PR #3100, opened 2026-07-19
feat: support `@nuxtjs/composition-api`

ylc395:
`@nuxtjs/composition-api` is also vue package.

### DIFF
--- a/.changeset/perky-chairs-press.md
+++ b/.changeset/perky-chairs-press.md
@@ -1,5 +1,5 @@
 ---
-'eslint-plugin-vue': patch
+'eslint-plugin-vue': minor
 ---
 
-support `@nuxtjs/composition-api`
+Added support for SFCs using `@nuxtjs/composition-api`, which is now treated the same as `vue` or `@vue/composition-api`.
--- a/.changeset/perky-chairs-press.md
+++ b/.changeset/perky-chairs-press.md
@@ -1,0 +1,5 @@
+---
+'eslint-plugin-vue': patch
+---
+
+support `@nuxtjs/composition-api`
--- a/.changeset/perky-chairs-press.md
+++ b/.changeset/perky-chairs-press.md
@@ -2,4 +2,4 @@
 'eslint-plugin-vue': minor
 ---
 
-Added support for SFCs using `@nuxtjs/composition-api`, which is now treated the same as `vue` or `@vue/composition-api`.
+Added support for SFCs using `@nuxtjs/composition-api`, which is now treated the same as `vue` or `@vue/composition-api`
--- a/lib/utils/index.js
+++ b/lib/utils/index.js
@@ -2848,6 +2848,12 @@ function isGlobalOrImportedFromVue(callee, context) {
 
   if (variable !== null && variable.defs.length === 1) {
     const def = variable.defs[0]
+    /** @type {Set<string | null>} */
+    const vueLikePackageNames = new Set([
+      'vue',
+      '@vue/composition-api',
+      '@nuxtjs/composition-api'
+    ])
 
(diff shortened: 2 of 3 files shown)


.changeset/perky-chairs-press.md
```diff
@@ -0,0 +1,5 @@
+---
+'eslint-plugin-vue': patch
+---
+
+support `@nuxtjs/composition-api`
```
FloEdelmann: Please include which rules or features change with this improvement. Also, please align the wording style to previous changelog entries: https://github.com/vuejs/eslint-plugin-vue/blob/master/CHANGELOG.md

.changeset/perky-chairs-press.md
```diff
@@ -0,0 +1,5 @@
+---
+'eslint-plugin-vue': patch
```
FloEdelmann:
```suggestion
'eslint-plugin-vue': minor
```

This is an improvement rather than a bug fix.

lib/utils/index.js
```diff
@@ -2882,7 +2883,11 @@ function isGlobalOrImportedFromVue(callee, context) {
             ? getStringLiteralValue(firstArg)
             : null
 
-          return source === 'vue' || source === '@vue/composition-api'
+          return (
+            source === 'vue' ||
+            source === '@vue/composition-api' ||
+            source === '@nuxtjs/composition-api'
```
FloEdelmann: Those three string literals are repeated twice. Please extract them to a `Set` and then use `set.has(source)`/`set.has(def.node.parent.source.value)`.

lib/utils/index.js
```diff
@@ -2260,7 +2260,7 @@ module.exports = {
   iterateWatchHandlerValues,
 
   /**
-   * Wraps composition API trace map in both 'vue' and '@vue/composition-api' imports, or '#imports' from unimport
+   * Wraps composition API trace map in 'vue', '@vue/composition-api' and '@nuxtjs/composition-api' imports, or '#imports' from unimport
```
FloEdelmann, line 2263: Does this addition need to be mentioned in the docs somewhere?

FloEdelmann (changes requested):

lib/utils/index.js
ylc395: Maybe it's not necessary to specifically mention it in docs.

.changeset/perky-chairs-press.md
```diff
@@ -0,0 +1,5 @@
+---
+'eslint-plugin-vue': minor
+---
+
+Added support for SFCs using `@nuxtjs/composition-api`, which is now treated the same as `vue` or `@vue/composition-api`.
```
FloEdelmann:
```suggestion
Added support for SFCs using `@nuxtjs/composition-api`, which is now treated the same as `vue` or `@vue/composition-api`
```

lib/utils/index.js
```diff
@@ -2260,7 +2260,7 @@ module.exports = {
...
    * @param {import('@eslint-community/eslint-utils').TYPES.TraceMap} map
    */
   createCompositionApiTraceMap,
```
FloEdelmann, line 2266: Are there test cases for this function? Can you add a test case for `@nuxtjs/composition-api` there or in a rule implicitly relying on this function?

ylc395: I added a test case that would fail without this PR. This is the use case that triggered this issue.

FloEdelmann: Awesome, thank you!

FloEdelmann (approved):

waynzh (approved):
LGTM, thank you!

PR #3101, opened 2026-07-19
feat(define-props-declaration): check defineModel

### LINKED ISSUE #3069: define-model-declaration

Analogous to [define-props-declaration](https://eslint.vuejs.org/rules/define-props-declaration), there should be a rule define-model-declaration that enforces a type-based declaration.

[ ] Other (please specify:)

```vue
<script setup lang="ts">
defineModel();
</script>
```

```vue
<script setup lang="ts">
defineModel({ type: String });
</script>
```

**Workaround**
```ts
'no-restricted-syntax': [
  'error',
  {
    message:
      'defineModel() must use an explicit type parameter, e.g. defineModel<string>().',
    selector:
      "CallExpression[callee.name='defineModel']:not([typeArguments]):not([typeParameters])",
  },
],
```

ifer47:
## What changed

- extend `vue/define-props-declaration` to inspect `defineModel`
- require explicit type arguments in `type-based` mode and reject them in `runtime` mode
- preserve valid type-based model options such as `default` and `required`
- add named and unnamed regression cases, documentation, generated rule metadata, and a minor changeset

## Why

`defineModel` declares a model prop but was not covered by the declaration-style rule. This implements the accepted direction discussed in #3069 by extending the existing rule instead of adding a nearly overlapping rule.

Closes #3069

## How tested

- `npx vitest run --reporter=dot tests/lib/rules/define-props-declaration.test.ts` (14 passed)
- `npm test` (289 files, 11,525 tests passed)
- `npm run build`
- `npm run update`
- ESLint on the changed rule and test, with the newly introduced repository-wide `require-meta-languages` check disabled
- markdownlint on the changed rule documentation and generated index
- `git diff --check`

Current `master` baseline notes:

- `npm run lint` reports 220 repository-wide `meta.languages` errors after resolving `eslint-plugin-eslint-plugin@7.5.0`; this affects existing rules and internal rules, not only this change.
- `npm run tsc` reports four existing errors in `lib/rules/prefer-separate-static-class.js`, which is not changed here.

## Risk and rollout

- Risk: Low. This only changes an opt-in rule and only adds checks for `defineModel` calls inside `<script setup lang=ts>`.
- Rollback: Revert this commit to restore `defineProps`-only behavior.

## Notes for reviewers

- Duplicate search covered issue `#3069`, `define-model-declaration`, `define-props-declaration`, `defineModel` + runtime/type-based declaration, and `onDefineModelEnter` across open/closed/merged PRs, issues, comments, and commits.
- Open PR #2466 adds autofixing for `defineProps`; it does not inspect `defineModel` or implement this issue.
- Open PR #3032 adds `defineModel` checks to the default-prop rules; it does not enforce declaration style.
- In type-based mode, `defineModel<T>(name, options)` remains valid because runtime options such as `default` and `required` can accompany a type argument.

### DIFF
--- a/.changeset/kind-models-declare.md
+++ b/.changeset/kind-models-declare.md
@@ -1,0 +1,5 @@
+---
+"eslint-plugin-vue": minor
+---
+
+Extended `vue/define-props-declaration` to enforce the declaration style of `defineModel`
--- a/docs/rules/define-props-declaration.md
+++ b/docs/rules/define-props-declaration.md
@@ -2,17 +2,17 @@
 pageClass: rule-details
 sidebarDepth: 0
 title: vue/define-props-declaration
-description: enforce declaration style of `defineProps`
+description: enforce declaration style of `defineProps` and `defineModel`
 since: v9.5.0
 ---
 
 # vue/define-props-declaration
 
-> enforce declaration style of `defineProps`
+> enforce declaration style of `defineProps` and `defineModel`
 
 ## :book: Rule Details
 
-This rule enforces `defineProps` typing style which you should use `type-based` or `runtime` declaration.
+This rule enforces whether `defineProps` and `defineModel` should use `type-based` or `runtime` declarations.
 
 This rule only works in setup script and `lang="ts"`.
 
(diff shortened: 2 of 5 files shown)


FloEdelmann (changes requested):
See https://github.com/vuejs/eslint-plugin-vue/pull/3101#discussion_r3631153330:

> In `type-based` mode, `defineModel()` with no type argument currently reports `messageId: 'hasArg'` (“Use type-based declaration instead of runtime declaration.”). That message is misleading for the zero-argument form because it’s not a runtime declaration; it’s an untyped declaration. Consider emitting a dedicated message for the no-arg case (while keeping `hasArg` for runtime-style `defineModel({ ... })`).

But use a new `messageId` instead of inlining the message.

**Your assignment:** Please, from the material above, copy only the lines from the line with "-2,17 +2,17 @@" up to and including the line with "## :book: Rule Details", exactly as written.

**Completed task:**
@@ -2,17 +2,17 @@
 pageClass: rule-details
 sidebarDepth: 0
 title: vue/define-props-declaration
-description: enforce declaration style of `defineProps`
+description: enforce declaration style of `defineProps` and `defineModel`
 since: v9.5.0
 ---
 
 # vue/define-props-declaration
 
-> enforce declaration style of `defineProps`
+> enforce declaration style of `defineProps` and `defineModel`
 
 ## :book: Rule Details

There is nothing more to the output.